- [Input material]
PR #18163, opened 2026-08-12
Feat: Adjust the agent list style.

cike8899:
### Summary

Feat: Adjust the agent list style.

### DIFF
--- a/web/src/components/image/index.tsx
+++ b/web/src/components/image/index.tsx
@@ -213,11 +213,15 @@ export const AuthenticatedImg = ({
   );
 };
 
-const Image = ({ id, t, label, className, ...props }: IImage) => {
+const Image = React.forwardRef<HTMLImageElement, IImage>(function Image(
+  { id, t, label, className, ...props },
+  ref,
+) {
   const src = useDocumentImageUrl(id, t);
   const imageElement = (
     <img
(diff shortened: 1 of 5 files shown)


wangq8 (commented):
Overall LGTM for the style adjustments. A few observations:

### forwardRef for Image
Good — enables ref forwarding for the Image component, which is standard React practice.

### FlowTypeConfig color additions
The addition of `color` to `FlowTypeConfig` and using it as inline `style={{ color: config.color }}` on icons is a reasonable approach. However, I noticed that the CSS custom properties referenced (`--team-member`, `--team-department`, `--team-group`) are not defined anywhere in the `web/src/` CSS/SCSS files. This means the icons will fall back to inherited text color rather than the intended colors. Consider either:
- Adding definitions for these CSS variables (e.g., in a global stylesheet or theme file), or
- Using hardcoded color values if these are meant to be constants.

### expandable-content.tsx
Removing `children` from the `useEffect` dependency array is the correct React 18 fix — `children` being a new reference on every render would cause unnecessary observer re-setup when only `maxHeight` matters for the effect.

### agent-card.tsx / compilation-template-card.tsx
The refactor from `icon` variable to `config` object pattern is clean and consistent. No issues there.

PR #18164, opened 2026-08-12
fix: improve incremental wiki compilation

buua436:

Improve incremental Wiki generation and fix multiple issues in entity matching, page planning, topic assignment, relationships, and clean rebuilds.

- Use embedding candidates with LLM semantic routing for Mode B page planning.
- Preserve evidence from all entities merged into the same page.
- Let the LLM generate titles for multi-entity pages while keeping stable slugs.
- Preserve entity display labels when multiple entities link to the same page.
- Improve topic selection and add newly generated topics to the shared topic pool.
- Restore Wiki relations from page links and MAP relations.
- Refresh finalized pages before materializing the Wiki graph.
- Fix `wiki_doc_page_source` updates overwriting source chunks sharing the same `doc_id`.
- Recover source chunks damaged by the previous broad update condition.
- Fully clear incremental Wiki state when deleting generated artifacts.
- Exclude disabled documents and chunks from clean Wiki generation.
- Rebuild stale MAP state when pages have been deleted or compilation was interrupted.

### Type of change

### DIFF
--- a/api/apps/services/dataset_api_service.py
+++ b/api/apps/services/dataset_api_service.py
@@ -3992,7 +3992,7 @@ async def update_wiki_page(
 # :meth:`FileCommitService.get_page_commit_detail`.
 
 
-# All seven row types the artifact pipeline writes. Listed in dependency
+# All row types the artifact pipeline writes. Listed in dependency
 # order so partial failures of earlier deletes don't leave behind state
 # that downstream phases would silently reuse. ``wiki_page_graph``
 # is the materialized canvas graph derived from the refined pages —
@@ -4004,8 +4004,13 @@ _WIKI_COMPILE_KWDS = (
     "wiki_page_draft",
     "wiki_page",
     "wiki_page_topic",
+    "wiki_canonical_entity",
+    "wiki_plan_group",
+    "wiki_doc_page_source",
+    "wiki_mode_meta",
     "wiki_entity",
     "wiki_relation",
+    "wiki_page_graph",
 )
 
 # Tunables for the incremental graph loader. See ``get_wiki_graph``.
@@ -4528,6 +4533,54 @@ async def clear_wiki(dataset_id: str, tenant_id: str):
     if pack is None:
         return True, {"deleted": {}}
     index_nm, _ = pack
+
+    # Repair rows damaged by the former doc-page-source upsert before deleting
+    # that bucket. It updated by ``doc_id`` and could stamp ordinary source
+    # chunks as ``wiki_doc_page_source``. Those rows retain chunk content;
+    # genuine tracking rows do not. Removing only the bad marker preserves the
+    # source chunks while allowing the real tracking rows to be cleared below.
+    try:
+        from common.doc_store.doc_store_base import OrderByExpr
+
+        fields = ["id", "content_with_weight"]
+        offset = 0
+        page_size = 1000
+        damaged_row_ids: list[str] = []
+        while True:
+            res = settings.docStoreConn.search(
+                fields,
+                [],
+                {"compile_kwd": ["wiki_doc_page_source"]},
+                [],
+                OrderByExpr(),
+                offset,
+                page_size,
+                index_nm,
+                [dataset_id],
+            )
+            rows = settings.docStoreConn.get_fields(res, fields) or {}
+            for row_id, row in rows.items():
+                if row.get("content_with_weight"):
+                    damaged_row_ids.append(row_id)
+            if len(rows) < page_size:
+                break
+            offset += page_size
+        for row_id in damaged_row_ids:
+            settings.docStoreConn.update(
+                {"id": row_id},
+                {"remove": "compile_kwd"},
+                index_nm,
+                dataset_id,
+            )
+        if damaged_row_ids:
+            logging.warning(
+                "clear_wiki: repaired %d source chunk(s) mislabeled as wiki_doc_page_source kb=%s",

--

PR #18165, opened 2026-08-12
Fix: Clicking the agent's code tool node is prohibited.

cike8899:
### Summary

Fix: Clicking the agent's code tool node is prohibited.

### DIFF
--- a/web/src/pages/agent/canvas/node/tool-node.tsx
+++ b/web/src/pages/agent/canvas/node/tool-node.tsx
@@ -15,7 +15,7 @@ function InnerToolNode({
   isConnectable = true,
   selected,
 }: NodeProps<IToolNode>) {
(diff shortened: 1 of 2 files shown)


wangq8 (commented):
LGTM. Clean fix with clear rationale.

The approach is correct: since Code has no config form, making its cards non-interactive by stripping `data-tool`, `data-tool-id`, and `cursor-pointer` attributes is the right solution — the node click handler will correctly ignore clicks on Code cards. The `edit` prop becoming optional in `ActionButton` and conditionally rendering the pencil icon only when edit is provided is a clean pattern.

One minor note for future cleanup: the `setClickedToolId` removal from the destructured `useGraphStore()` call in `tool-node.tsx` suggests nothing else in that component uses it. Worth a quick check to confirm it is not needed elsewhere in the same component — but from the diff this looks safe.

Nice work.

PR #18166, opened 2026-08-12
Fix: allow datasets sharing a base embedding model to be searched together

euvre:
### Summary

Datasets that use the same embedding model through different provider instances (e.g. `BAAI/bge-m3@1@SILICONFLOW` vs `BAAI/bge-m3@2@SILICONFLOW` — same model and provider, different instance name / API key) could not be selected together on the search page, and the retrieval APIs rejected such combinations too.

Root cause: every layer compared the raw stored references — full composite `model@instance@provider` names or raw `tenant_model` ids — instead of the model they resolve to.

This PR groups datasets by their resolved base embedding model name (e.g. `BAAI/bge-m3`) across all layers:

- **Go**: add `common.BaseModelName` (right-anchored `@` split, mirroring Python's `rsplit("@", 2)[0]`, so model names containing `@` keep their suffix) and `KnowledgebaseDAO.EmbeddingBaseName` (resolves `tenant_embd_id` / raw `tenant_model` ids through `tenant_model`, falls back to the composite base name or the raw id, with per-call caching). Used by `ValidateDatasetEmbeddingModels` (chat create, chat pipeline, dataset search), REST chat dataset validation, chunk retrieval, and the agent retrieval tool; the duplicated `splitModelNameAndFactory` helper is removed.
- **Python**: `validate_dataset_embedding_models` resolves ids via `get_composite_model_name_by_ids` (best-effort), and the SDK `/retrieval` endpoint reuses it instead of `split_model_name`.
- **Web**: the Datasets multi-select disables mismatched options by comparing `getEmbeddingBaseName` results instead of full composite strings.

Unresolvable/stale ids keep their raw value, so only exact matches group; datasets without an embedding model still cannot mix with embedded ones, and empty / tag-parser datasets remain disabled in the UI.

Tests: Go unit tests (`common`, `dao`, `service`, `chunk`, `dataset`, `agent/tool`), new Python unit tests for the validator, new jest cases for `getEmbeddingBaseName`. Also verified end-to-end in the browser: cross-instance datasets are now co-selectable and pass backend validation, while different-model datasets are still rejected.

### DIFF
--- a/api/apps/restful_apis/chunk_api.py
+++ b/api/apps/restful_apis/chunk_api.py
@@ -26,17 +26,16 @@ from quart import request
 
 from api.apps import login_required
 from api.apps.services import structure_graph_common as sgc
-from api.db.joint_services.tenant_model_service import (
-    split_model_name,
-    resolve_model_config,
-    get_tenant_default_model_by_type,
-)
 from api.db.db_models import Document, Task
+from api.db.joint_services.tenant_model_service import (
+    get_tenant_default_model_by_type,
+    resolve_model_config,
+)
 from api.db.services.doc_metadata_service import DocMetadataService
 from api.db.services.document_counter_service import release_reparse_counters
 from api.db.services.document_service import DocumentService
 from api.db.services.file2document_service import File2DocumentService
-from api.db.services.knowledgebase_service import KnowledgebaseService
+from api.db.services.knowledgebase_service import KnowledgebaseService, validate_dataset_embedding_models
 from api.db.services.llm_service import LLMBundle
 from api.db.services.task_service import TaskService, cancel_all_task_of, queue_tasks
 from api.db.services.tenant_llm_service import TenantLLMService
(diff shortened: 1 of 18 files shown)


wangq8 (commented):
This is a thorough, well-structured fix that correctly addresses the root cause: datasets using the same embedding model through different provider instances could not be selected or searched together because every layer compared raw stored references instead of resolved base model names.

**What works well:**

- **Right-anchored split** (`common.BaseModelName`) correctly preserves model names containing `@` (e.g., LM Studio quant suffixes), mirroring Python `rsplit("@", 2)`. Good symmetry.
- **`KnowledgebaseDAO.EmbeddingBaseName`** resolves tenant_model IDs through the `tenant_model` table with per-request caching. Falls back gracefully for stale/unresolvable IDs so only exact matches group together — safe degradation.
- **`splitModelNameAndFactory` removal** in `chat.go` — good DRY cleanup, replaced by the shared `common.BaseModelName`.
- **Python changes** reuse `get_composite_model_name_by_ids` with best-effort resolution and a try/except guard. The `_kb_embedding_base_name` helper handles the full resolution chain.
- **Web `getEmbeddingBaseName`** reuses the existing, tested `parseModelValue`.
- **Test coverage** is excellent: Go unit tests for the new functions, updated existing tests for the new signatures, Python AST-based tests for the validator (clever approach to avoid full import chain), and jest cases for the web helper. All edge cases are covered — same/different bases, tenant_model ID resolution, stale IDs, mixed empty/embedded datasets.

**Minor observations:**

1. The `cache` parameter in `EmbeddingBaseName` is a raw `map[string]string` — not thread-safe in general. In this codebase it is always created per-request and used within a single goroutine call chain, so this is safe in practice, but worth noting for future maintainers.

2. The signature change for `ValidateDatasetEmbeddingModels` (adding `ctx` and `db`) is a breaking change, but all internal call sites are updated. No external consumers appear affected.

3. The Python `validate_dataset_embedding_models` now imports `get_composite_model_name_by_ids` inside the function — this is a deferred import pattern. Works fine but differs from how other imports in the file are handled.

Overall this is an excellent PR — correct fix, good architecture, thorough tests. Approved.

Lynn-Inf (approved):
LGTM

- [Task requirements] Go through the material and copy every line in which the word "FlowTypeConfig" occurs.

- [Task output]
### FlowTypeConfig color additions
The addition of `color` to `FlowTypeConfig` and using it as inline `style={{ color: config.color }}` on icons is a reasonable approach. However, I noticed that the CSS custom properties referenced (`--team-member`, `--team-department`, `--team-group`) are not defined anywhere in the `web/src/` CSS/SCSS files. This means the icons will fall back to inherited text color rather than the intended colors. Consider either:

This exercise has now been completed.